All loans are currently earning interest at or above agreed-upon interest rate floors, which generally reflect the base rate plus the credit spread set at the time of closing or signing the term sheet. In the third quarter, we received $125.3 million in principal repayments, an increase from $88.7 million in the second quarter of 2023. This increase is driven primarily by Runway Growth's credit-first approach to investing that prioritizes the highest quality late-stage companies, which are ideal candidates for refinancing our acquisition in most market environments. Elevated prepayments are an indicator of the strength and Runway's approach to underwriting and health of the overall portfolio. Further prepayment activity provides Runway with liquidity to deploy in a manner that's fully accretive, which we view as a differentiator in 2024.

Runway generated total investment income of $43.8 million and net investment income of $22 million in the third quarter of 2023 compared to $41.9 million and $19.7 million in the second quarter of 2023. Our debt portfolio generated a dollar weighted average annualized yield of 18.3% for the third quarter of 2023 as compared to 16.7% for the second quarter of 2023 and 14.4% for the comparable period last year. Moving to our expenses. For the third quarter, total operating expenses were $21.7 million, down 2% from $22.2 million for the second quarter of 2023. Runway recorded a net unrealized loss on investments of $7.2 million in the third quarter compared to a net unrealized gain of $2.6 million in the second quarter of 2023. In the third quarter of 2023, our leverage ratio and asset recoveries were 0.79 and 2.27x, respectively, compared to 0.97 and 2.03x at the end of the second quarter of 2023.

All investments in the third quarter were funded with leverage as part of our strategy to generate nondilutive portfolio growth.
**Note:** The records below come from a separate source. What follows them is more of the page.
PR #1941, opened 2017-01-09
Force email confirmation field to lower case

stephenrichards:
Devise will automatically downcase the email field.  Unless we do the
same for the email  confirmation field, then the the user creation will
fail because the email does not equal the email confirmation.

The devise configuration is set to not check case sensistivity on email,
so the user will be able to log in with any combination of upper or lower case
in theemail.

### DIFF
--- a/app/controllers/super_admins/external_users_controller.rb
+++ b/app/controllers/super_admins/external_users_controller.rb
@@ -17,6 +17,8 @@ class SuperAdmins::ExternalUsersController < ApplicationController
   end
 
   def create
+    # downcase email_confirmation - devise will downcase the email
+    params[:external_user][:user_attributes][:email_confirmation].downcase!
     @external_user = ExternalUser.new(params_with_temporary_password.merge(provider: @provider))
 
     if @external_user.save
--- a/spec/controllers/super_admins/external_users_controller_spec.rb
+++ b/spec/controllers/super_admins/external_users_controller_spec.rb
@@ -82,6 +82,7 @@ RSpec.describe SuperAdmins::ExternalUsersController, type: :controller do
       post :create,
             provider_id: provider,
             external_user: { user_attributes: {  email: 'foo@foobar.com',
+                                                 email_confirmation: 'foo@foobar.com',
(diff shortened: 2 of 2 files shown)


app/controllers/super_admins/external_users_controller.rb
```diff
@@ -17,6 +17,8 @@ def new
   end
 
   def create
+    # downcase email_confirmation - devise will downcase the email
+    params[:external_user][:user_attributes][:email_confirmation].downcase!
```
slorek, line 21: Perhaps it would be worth checking the Devise runtime config at this point before downcasing.

spec/controllers/super_admins/external_users_controller_spec.rb
```diff
@@ -97,6 +98,11 @@ def post_to_create_external_user_action(options={})
         post_to_create_external_user_action
         expect(response).to redirect_to(super_admins_provider_external_user_path(provider, ExternalUser.last))
       end
+
+      it 'downcases the email address'do
```
slorek: I don't think we should test this. If you changed the Devise config it would still pass but users couldn't log in. I think the more useful test would be to check that login can be successful given the current runtime config. That way, if the config changes, it should always pass, and you're testing what is intended.

slorek (dismissed):

app/controllers/super_admins/external_users_controller.rb
stephenrichards: Why would we do that?  The configuration option to specify case insensitivity for this field is hard coded in config/devise.rb:44 - I don't think it can be changed mid-stream.

spec/controllers/super_admins/external_users_controller_spec.rb
stephenrichards: OK

app/controllers/super_admins/external_users_controller.rb
slorek: You're coupling code implementation to configuration. It's not going to be changed during runtime, but can be changed nevertheless. With this change, it will work whichever way it is configured.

Turning to our liquidity. At September 30, 2023, our total available liquidity was $311.9 million, including unrestricted cash and cash equivalents, and we had borrowing capacity of $297 million as compared to $227.7 million and $190 million, respectively, on June 30, 2023. We had unfunded loan commitments to portfolio companies of $203.5 million, the majority of which were subject to specific performance milestones. $75.1 million of these commitments are currently eligible to be funded. During the quarter, we experienced five prepayments totaling $125.3 million and scheduled amortization of $0.3 million. The prepayments included full principal repayments of our senior secured term loans to Allurion Technologies for $55 million, Dtex Systems for $10 million, Epic IO Technologies for $40 million and Fidelis Cybersecurity for $14.9 million as well as the partial principal repayment of our senior secured term loan to Marley Spoon for $5.4 million.

Subsequent to quarter end, Runway's funded investments of $8 million to Betterment Holdings and $1.4 million to Snagajob as well as funded $3.1 million to Gynesonics as part of a larger equity raised by the company. In addition, late last week, we funded a $30 million senior secured term loan under a $37.5 million commitment to Linxup, a provider of software for real-time vehicle GPS monitoring and tracking. Runway also received a partial prepayment of $24.5 million from Brivo, Inc. Finally, on November 2, our Board declared a regular distribution for the fourth quarter of $0.40 per share as well as a supplemental dividend of $0.06 per share payable with the regular dividend. The Board also approved the $25 million share repurchase program effective through November 1, 2024.

This concludes our prepared remarks. We'll now open the line for questions. Operator?